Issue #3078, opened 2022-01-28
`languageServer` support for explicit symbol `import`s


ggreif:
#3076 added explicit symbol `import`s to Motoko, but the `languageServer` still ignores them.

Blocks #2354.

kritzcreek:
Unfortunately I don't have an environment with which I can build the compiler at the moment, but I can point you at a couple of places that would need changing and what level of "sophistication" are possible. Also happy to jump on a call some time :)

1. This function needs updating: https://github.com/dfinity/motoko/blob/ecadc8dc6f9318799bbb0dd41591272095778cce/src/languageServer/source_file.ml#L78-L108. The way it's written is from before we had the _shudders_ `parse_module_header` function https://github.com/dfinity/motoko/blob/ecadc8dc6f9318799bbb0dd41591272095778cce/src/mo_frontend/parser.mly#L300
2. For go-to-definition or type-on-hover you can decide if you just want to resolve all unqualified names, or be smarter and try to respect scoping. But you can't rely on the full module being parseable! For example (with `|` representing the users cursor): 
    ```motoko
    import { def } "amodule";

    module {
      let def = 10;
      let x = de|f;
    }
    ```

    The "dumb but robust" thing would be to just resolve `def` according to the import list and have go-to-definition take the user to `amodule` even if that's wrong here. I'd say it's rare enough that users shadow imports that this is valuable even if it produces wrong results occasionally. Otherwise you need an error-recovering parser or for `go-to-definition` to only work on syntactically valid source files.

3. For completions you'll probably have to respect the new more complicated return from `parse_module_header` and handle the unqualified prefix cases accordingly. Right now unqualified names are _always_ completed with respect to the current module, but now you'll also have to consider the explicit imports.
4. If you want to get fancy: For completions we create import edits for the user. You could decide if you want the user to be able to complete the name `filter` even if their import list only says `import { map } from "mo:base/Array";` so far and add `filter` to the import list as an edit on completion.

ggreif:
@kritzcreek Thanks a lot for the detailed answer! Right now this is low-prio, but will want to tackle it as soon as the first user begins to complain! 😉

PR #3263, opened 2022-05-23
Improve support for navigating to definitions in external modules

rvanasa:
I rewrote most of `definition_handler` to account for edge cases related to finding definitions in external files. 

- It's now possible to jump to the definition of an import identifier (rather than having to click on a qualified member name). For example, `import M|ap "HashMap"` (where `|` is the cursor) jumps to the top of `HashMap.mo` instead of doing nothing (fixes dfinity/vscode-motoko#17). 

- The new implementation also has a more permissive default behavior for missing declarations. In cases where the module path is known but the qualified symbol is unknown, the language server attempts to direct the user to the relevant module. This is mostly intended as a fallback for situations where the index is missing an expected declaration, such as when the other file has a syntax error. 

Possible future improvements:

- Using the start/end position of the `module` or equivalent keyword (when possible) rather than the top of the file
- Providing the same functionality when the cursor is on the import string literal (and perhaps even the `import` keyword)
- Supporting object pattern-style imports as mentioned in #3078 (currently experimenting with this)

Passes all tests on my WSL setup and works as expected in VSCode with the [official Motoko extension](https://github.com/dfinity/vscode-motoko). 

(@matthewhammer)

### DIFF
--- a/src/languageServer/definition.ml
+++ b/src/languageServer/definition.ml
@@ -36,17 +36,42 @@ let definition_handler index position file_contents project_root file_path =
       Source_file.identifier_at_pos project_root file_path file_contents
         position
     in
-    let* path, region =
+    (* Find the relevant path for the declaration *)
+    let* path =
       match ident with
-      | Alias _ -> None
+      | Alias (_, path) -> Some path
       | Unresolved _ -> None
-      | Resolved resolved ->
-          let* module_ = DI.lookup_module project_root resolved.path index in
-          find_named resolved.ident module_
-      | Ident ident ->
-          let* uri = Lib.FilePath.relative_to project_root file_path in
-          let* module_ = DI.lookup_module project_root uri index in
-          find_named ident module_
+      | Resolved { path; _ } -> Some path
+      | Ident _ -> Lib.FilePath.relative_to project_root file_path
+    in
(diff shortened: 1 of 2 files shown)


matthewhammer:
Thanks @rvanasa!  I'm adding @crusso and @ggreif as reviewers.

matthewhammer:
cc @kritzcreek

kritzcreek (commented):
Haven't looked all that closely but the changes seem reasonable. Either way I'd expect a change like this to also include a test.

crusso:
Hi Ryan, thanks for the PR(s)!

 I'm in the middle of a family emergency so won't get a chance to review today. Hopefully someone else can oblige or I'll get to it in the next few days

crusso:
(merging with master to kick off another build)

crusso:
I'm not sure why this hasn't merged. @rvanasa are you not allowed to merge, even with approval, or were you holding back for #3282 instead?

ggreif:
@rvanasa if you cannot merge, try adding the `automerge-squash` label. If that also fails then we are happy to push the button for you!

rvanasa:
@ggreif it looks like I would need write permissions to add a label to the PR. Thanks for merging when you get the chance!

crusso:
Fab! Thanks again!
==
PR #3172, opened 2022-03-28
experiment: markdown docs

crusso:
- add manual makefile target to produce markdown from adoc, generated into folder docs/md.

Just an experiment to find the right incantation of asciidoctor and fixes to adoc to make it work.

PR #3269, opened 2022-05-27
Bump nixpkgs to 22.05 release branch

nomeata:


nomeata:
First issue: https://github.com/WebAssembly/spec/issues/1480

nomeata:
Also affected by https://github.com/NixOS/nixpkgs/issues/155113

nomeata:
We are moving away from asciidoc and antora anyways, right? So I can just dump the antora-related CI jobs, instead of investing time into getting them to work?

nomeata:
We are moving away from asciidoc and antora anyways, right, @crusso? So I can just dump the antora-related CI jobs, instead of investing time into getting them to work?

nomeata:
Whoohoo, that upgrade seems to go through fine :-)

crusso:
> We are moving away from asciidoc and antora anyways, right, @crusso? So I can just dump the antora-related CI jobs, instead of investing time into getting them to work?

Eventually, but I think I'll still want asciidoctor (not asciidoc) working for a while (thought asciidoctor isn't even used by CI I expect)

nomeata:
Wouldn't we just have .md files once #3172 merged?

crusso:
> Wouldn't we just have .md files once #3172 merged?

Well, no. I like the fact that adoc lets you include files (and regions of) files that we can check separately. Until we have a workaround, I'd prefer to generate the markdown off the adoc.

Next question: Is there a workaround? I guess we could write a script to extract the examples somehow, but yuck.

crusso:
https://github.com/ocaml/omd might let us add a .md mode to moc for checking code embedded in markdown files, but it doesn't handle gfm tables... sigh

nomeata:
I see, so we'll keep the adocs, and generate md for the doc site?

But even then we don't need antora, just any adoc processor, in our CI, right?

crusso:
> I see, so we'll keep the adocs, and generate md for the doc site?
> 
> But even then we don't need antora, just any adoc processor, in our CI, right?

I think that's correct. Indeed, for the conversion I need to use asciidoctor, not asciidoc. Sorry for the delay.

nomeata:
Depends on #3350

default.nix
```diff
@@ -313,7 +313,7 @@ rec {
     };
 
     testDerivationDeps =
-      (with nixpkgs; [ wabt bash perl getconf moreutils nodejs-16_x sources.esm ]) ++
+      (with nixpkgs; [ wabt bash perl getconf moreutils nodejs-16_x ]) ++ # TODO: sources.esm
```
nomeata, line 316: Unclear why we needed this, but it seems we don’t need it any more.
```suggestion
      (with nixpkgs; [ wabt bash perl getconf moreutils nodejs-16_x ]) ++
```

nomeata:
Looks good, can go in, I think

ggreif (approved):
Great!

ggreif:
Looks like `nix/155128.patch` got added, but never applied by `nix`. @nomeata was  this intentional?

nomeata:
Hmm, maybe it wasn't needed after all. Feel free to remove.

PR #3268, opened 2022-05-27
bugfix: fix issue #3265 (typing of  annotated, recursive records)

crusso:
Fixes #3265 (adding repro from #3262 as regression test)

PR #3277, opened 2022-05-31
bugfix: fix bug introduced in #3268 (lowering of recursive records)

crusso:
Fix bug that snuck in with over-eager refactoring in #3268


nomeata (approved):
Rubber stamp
...
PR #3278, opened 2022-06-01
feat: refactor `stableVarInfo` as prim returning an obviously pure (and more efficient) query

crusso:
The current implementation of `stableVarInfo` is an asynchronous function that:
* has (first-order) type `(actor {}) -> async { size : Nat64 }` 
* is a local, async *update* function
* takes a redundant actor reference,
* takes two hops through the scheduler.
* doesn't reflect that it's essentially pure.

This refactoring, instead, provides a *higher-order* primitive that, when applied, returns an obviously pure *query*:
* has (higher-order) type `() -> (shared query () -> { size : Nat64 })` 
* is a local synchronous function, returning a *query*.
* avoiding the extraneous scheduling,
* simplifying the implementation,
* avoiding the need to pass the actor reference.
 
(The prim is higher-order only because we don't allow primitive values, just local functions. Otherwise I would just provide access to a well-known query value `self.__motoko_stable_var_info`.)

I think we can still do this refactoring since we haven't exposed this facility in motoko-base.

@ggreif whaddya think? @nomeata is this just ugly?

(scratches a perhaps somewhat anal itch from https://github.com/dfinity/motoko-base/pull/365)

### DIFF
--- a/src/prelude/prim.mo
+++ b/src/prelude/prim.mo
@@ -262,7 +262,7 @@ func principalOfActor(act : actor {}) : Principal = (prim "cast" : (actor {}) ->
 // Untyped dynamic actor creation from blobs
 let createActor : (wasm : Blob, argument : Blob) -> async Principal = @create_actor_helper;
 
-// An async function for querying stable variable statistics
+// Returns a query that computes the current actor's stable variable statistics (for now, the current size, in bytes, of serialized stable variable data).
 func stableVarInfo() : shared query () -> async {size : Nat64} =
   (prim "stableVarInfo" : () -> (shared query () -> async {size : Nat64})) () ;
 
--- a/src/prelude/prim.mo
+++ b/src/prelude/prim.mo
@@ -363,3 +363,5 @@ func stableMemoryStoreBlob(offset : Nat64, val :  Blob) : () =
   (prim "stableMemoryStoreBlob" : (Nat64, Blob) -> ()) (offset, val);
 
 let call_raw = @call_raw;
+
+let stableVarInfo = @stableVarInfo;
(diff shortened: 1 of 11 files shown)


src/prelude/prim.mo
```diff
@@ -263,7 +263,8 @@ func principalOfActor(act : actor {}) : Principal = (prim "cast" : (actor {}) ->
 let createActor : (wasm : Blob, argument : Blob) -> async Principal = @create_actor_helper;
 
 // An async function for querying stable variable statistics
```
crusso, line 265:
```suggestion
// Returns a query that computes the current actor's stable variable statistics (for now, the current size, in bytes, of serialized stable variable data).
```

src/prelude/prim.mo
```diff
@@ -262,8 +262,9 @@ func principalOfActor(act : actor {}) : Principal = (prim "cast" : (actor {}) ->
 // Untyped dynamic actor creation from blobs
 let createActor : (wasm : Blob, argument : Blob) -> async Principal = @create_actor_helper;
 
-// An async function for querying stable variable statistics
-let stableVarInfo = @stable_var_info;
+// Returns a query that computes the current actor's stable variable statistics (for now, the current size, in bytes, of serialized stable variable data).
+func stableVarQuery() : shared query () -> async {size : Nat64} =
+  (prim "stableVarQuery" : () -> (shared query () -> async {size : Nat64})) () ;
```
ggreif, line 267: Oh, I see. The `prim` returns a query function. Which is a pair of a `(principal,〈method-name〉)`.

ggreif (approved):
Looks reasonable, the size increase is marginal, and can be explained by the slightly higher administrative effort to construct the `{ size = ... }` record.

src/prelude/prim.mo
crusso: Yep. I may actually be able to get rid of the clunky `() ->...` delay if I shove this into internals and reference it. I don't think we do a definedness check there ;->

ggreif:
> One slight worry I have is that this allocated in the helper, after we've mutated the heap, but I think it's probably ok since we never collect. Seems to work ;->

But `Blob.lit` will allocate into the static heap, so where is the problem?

— Task objective —
Show all lines of the material in which the word "base" can be found.

— Answer section —
4. If you want to get fancy: For completions we create import edits for the user. You could decide if you want the user to be able to complete the name `filter` even if their import list only says `import { map } from "mo:base/Array";` so far and add `filter` to the import list as an edit on completion.
I think we can still do this refactoring since we haven't exposed this facility in motoko-base.
(scratches a perhaps somewhat anal itch from https://github.com/dfinity/motoko-base/pull/365)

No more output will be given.